FarsiProcessor is a ruby gem to normalize and stem Persian/Farsi text
Normalization is defined as:
- Normalization of arabic kaf to farsi keheh
- Normalization of arabic yeh and arabic alef maksoura to farsi yeh
- Normalization of alef mada, alef with hamza below and alef with hamza above to alef
- Removing TATWIL
- Removing DIACRITICS
Stemming is defined as removing these suffixes (+ suffixes of plural form)

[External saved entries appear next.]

PR #1035, opened 2024-09-04
FW-6075 return 401 if user is unauthenticated / cannot view site detail

bronson-c:
### Description of Changes
- Updates FVPermissionViewSetMixin to return `NotAuthenticated` if the user does not have the "view_site" permission
- Ensures `NotAuthenticated` responses always return 401 for sites
- Updates API docs and tests as necessary

### Checklist

### Additional Notes
N/A

### DIFF
--- a/firstvoices/backend/tests/test_apis/test_sites_api.py
+++ b/firstvoices/backend/tests/test_apis/test_sites_api.py
@@ -592,14 +592,25 @@ class TestSitesEndpoints(MediaTestMixin, BaseApiTest):
         assert response_data["slug"] == str(site.slug)
 
     @pytest.mark.django_db
-    def test_detail_401(self):
+    def test_detail_401_unauthenticated(self):
+        site, user = factories.get_site_with_anonymous_user(
+            visibility=Visibility.MEMBERS
+        )
+        self.client.force_authenticate(user=user)
+
+        response = self.client.get(f"{self.get_detail_endpoint(site.slug)}")
+
+        assert response.status_code == 401
+
+    @pytest.mark.django_db
+    def test_detail_403(self):
         site = factories.SiteFactory.create(visibility=Visibility.MEMBERS)
         user = factories.get_non_member_user()
         self.client.force_authenticate(user=user)
 
         response = self.client.get(f"{self.get_detail_endpoint(site.slug)}")
 
-        assert response.status_code == 401
+        assert response.status_code == 403
 
     @pytest.mark.django_db
     def test_detail_404(self):
@@ -955,7 +966,7 @@ class TestSitesEndpoints(MediaTestMixin, BaseApiTest):
         assert len(response_data["results"]) == 0
 
     @pytest.mark.django_db
-    def test_hidden_site_detail_401(self):
+    def test_hidden_site_detail_403(self):
         user = factories.get_non_member_user()
         self.client.force_authenticate(user=user)
         instance = factories.SiteFactory.create(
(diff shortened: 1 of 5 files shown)


firstvoices/backend/tests/test_apis/test_sites_api.py
```diff
@@ -592,14 +592,14 @@ def test_detail_team_access(self):
...
-    def test_detail_403(self):
+    def test_detail_401(self):
         site = factories.SiteFactory.create(visibility=Visibility.MEMBERS)
         user = factories.get_non_member_user()
         self.client.force_authenticate(user=user)
 
         response = self.client.get(f"{self.get_detail_endpoint(site.slug)}")
 
-        assert response.status_code == 403
+        assert response.status_code == 401
```
sarahfirstvoices, line 602: Ohhhh sorry, this should only return 401 if the user is not logged in. If they lack permissions, 403 is the correct response.

firstvoices/backend/tests/test_apis/test_sites_api.py
```diff
@@ -955,18 +955,18 @@ def test_hidden_sites_visible_in_list_only_to_team(self, team_role):
         assert len(response_data["results"]) == 0
 
     @pytest.mark.django_db
-    def test_hidden_site_detail_403(self):
+    def test_hidden_site_detail_401(self):
```
sarahfirstvoices, line 958: This should apply to all APIs that handle permissions, so please fix the test here as well as in the BaseSiteContentApiTest

firstvoices/backend/views/base_views.py
```diff
@@ -94,6 +95,8 @@ def initial(self, *args, **kwargs):
         # Finally, check permission
         perm = self.get_queryset().model.get_perm(perm_type)
         if not self.request.user.has_perm(perm, obj):
+            if perm == "backend.view_site":
```
sarahfirstvoices, line 98: This condition should instead be something like "if not user.is_authenticated()"

firstvoices/backend/views/sites_views.py
```diff
@@ -32,7 +34,7 @@
         description="Basic information about a language site, for authorized users.",
         responses={
             200: inline_site_doc_detail_serializer,
-            403: OpenApiResponse(description=doc_strings.error_403),
+            401: OpenApiResponse(description=doc_strings.error_401),
```
sarahfirstvoices, line 37: No need to add 401 to the response list here. We list 401 as a possibility for all APIs at the top of the docs, along with 500 and a few others.

firstvoices/backend/views/sites_views.py
```diff
@@ -133,6 +135,18 @@ def get_serializer_context(self):
             context["site"] = self.get_object()
         return context
 
+    def handle_exception(self, exc):
```
sarahfirstvoices, line 138: Is this necessary? I would expect DRF to turn NotAuthenticated into a 401 automatically

sarahfirstvoices (changes requested):

firstvoices/backend/tests/test_apis/test_sites_api.py
bronson-c: Ah apologies I should have asked for clarification on the ticket. I'll adjust the PR to only return a 401 if the user is unauthenticated!

firstvoices/backend/views/base_views.py
```diff
@@ -130,6 +135,18 @@ def list(self, request, *args, **kwargs):
 
         return Response(serializer.data)
 
+    def handle_exception(self, exc):
```
bronson-c, line 138: Currently this block of code seems necessary as the built-in drf framework sets NotAuthenticated calls to 403 when missing an auth header. There is some more drf code setting 401s to 403s as well but it need further investigation Monday.

See `handle_exception` in `/site-packages/rest_framework/views.py` -> `APIView`

bronson-c:
Closing as this ticket would require fixing authentication headers, an entirely different ticket with a much larger scope. Details here: https://firstvoices.atlassian.net/browse/FW-6075

PR #1036, opened 2024-09-06
FW-5604 confirm a batch import bug fixes

sahil97:
### Description of Changes
- Override `import_row` method of `DictionaryEntryResource` to mark invalid and error rows as skipped, thus allowing the valid rows to be imported instead of failing the complete file
- Hardcoded `skipped_rows` in the validation_report as 0 for now

### Checklist

### Additional Notes
N/A


firstvoices/backend/tasks/import_job_tasks.py
```diff
@@ -113,38 +114,24 @@ def import_resource(
         site=import_job_instance.site,
         importjob=import_job_instance,
         new_rows=result.totals["new"],
-        skipped_rows=result.totals["skip"],
-        error_rows=result.totals["error"] + result.totals["invalid"],
+        skipped_rows=0,
```
sahil97, line 117: Do we want to leave a hard-coded variable here ? or we can just remove it from the model, serializer and other places and add it back later when we have a use for it ?

sarahfirstvoices: Let's remove it for now

firstvoices/backend/resources/dictionary.py
```diff
@@ -84,5 +85,32 @@ def before_import(self, dataset, **kwargs):
...
             dataset.append_col(lambda x: str(self.site.id), header="site")
 
+    def import_row(self, row, instance_loader, **kwargs):
+        # Marking erroneous and invalid rows as skipped, then clearing the errors and validation_errors
+        # so the valid rows can be imported
+        import_result = super().import_row(row, instance_loader, **kwargs)
+        if import_result.import_type in [
+            RowResult.IMPORT_TYPE_ERROR,
+            RowResult.IMPORT_TYPE_INVALID,
+        ]:
```
sarahfirstvoices, line 95: Since we always want to skip rows with any type of error, could we invert this condition to something more like `if import_result.import_type != RowResult.SUCCESS` ?

sarahfirstvoices: I don't know how many types of errors or success statuses there are, I just wouldn't want to have an unexpected error type come up and miss this condition

sarahfirstvoices (commented):
Looks good to me as a plan!

firstvoices/backend/resources/dictionary.py
bronson-c: +1!

bronson-c (commented):
As previously discussed this approach LGTM! Will approve when no longer a draft and after Sarah's comments are addressed

firstvoices/backend/resources/dictionary.py
sahil97: Yes, so the plan I had in my mind was just to include these 2 status, `ERROR` and `INVALID` into skipped rows, and not combine all other statuses here. This leaves us room to handle other cases separately in future if required. I understand the concern, but from their `RowResult` enum, these are the only 2 statuses that are returned in case the import doesn't go according to the plan.

The other statuses are `DELETE`, `UPDATE`, `NEW`, `SKIP` for their relevant specific cases.

sarahfirstvoices (approved):

PR #129, opened 2023-09-05
Ensure SVG files are given a mime type

RealOrangeOne:
`SvgImageFile` currently doesn't conform to the `ImageFile` interface, as it doesn't define `mime_type`.

It might be nice to define `ImageFile` as a proper ABC, but that's a conversation for another day. There are a few stream types too which will need to be considered


zerolab (approved):
LGTM

PR #130, opened 2023-10-09
Add optional dependencies for Pillow/Wand

zerolab:
so one can install `Willow[Pillow]` and get the correct Pillow dependencies


Stormheg (approved):
LGTM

Add this line to your application's Gemfile:
gem "farsi_processor"
And then execute:
$ bundle
Or install it yourself as:
$ gem install farsi_processor
require 'farsi_processor'
[1] pry(main)> FarsiProcessor.process("ك")
=> "ک"
[2] pry(main)> FarsiProcessor.process("کتاب ها")
=> "کتاب"
# it supports only and except options
[3] pry(main)> FarsiProcessor.process("ك ي", only: ["ك"])
=> "ک ي"
[4] pry(main)> FarsiProcessor.process("ك ي", except: ["ك"])
=> "ك ی"
[5] pry(main)> FarsiProcessor.process('دخترهای', except: ['های'])
=> "دختره"
# you can choose to just normalize or stem a word,
# they also support an only and except option
[6] pry(main)> FarsiProcessor.normalize("ك")
=> "ک"
[7] pry(main)> FarsiProcessor.stem("کتاب ها")
=> "کتاب"
If you have any issues with farsi_processor which you cannot find the solution, please add an issue on GitHub or fork the project and send a pull request.
The gem is available as open source under the terms of the MIT License.